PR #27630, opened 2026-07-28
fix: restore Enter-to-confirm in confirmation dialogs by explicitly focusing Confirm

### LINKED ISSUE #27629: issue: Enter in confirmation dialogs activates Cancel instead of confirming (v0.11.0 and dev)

==================================================

> [Exercise goal]: All of the data must be written out again, exactly as it stands.

> [Exercise output]:
PR #27630, opened 2026-07-28
fix: restore Enter-to-confirm in confirmation dialogs by explicitly focusing Confirm

### LINKED ISSUE #27629: issue: Enter in confirmation dialogs activates Cancel instead of confirming (v0.11.0 and dev)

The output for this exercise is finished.